Task item:
Repeat, please, only the lines from the top of the data down to the line with "nit: some sneaky tabs in here :)"; include both of those lines.

Records for this exercise:
- - - -

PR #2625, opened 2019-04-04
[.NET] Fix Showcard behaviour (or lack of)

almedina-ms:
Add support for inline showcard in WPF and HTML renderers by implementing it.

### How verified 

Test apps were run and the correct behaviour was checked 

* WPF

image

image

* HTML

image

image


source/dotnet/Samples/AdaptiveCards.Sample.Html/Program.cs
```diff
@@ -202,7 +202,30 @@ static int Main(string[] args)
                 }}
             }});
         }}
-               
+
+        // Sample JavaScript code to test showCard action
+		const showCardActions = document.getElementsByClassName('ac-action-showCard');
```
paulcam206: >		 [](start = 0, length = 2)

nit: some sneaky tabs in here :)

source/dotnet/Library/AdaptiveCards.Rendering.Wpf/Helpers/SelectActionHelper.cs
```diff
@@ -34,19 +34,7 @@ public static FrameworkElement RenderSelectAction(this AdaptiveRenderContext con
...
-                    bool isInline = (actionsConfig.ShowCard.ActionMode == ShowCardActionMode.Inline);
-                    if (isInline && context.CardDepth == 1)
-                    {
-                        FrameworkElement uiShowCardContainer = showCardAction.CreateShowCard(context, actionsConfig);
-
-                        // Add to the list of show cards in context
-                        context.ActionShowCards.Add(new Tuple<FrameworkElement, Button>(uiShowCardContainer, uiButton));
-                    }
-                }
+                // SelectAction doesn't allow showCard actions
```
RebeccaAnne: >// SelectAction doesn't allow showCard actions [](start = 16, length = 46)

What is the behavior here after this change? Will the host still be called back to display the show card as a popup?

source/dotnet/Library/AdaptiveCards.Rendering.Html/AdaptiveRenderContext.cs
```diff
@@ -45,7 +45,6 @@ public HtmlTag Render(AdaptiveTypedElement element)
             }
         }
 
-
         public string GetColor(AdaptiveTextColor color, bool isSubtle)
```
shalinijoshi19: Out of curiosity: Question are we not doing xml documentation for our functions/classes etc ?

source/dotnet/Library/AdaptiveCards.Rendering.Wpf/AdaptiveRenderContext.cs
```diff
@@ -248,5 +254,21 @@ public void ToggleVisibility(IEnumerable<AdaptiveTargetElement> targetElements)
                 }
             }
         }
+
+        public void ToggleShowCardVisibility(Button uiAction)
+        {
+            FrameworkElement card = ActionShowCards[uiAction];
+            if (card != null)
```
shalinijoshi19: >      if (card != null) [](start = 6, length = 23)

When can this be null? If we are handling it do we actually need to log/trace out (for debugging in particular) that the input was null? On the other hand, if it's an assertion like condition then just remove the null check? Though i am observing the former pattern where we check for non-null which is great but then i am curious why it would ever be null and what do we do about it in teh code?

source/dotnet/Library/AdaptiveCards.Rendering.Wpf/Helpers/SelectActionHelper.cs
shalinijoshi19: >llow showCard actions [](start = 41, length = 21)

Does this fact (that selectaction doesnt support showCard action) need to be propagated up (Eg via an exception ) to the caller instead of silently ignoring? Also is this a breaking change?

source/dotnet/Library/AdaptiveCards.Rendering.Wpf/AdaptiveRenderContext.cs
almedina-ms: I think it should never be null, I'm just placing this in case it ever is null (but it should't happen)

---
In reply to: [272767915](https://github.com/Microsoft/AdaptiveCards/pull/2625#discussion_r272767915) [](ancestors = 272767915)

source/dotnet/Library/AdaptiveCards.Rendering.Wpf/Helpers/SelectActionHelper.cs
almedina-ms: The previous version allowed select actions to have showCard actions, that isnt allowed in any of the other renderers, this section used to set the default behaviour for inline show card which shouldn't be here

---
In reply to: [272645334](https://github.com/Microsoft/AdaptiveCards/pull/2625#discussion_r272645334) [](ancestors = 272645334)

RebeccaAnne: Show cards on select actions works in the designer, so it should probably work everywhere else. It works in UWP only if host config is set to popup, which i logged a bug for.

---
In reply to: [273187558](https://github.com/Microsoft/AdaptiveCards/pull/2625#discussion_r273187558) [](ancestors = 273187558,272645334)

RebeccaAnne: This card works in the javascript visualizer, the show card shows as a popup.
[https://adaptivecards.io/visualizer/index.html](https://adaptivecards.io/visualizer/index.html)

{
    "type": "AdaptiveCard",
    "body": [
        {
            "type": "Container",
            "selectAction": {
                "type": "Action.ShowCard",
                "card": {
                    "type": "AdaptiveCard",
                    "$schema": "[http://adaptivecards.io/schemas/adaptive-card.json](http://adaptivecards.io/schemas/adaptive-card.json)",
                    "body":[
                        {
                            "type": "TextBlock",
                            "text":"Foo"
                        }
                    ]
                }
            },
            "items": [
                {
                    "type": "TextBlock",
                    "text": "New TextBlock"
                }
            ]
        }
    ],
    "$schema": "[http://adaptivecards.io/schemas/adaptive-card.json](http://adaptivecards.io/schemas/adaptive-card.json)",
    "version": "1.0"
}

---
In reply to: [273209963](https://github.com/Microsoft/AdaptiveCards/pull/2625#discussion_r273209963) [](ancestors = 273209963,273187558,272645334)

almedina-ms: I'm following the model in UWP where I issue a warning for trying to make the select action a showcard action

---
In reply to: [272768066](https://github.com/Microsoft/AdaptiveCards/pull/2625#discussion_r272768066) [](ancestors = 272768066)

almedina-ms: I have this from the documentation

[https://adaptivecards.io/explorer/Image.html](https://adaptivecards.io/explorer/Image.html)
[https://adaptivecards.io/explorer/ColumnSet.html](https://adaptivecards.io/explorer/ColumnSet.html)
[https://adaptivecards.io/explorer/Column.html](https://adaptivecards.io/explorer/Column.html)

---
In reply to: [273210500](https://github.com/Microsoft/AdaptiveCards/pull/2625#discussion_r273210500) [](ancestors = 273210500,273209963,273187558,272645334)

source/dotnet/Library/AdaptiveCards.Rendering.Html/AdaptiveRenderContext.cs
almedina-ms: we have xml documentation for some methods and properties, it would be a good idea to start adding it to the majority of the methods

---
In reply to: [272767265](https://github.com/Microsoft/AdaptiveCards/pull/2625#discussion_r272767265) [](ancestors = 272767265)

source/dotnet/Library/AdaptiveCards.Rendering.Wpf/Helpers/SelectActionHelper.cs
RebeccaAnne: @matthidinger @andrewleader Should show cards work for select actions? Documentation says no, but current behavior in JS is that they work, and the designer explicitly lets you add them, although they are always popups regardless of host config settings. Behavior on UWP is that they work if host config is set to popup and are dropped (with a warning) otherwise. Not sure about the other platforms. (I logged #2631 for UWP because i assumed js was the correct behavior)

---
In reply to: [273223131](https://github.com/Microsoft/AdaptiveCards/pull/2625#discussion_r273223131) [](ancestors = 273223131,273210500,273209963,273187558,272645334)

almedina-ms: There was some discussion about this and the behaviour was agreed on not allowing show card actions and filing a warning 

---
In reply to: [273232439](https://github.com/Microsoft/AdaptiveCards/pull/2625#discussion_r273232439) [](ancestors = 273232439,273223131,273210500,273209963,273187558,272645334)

- - - -

Output for this task:
PR #2625, opened 2019-04-04
[.NET] Fix Showcard behaviour (or lack of)

almedina-ms:
Add support for inline showcard in WPF and HTML renderers by implementing it.

### How verified 

Test apps were run and the correct behaviour was checked 

* WPF

image

image

* HTML

image

image


source/dotnet/Samples/AdaptiveCards.Sample.Html/Program.cs
```diff
@@ -202,7 +202,30 @@ static int Main(string[] args)
                 }}
             }});
         }}
-               
+
+        // Sample JavaScript code to test showCard action
+		const showCardActions = document.getElementsByClassName('ac-action-showCard');
```
paulcam206: >		 [](start = 0, length = 2)

nit: some sneaky tabs in here :)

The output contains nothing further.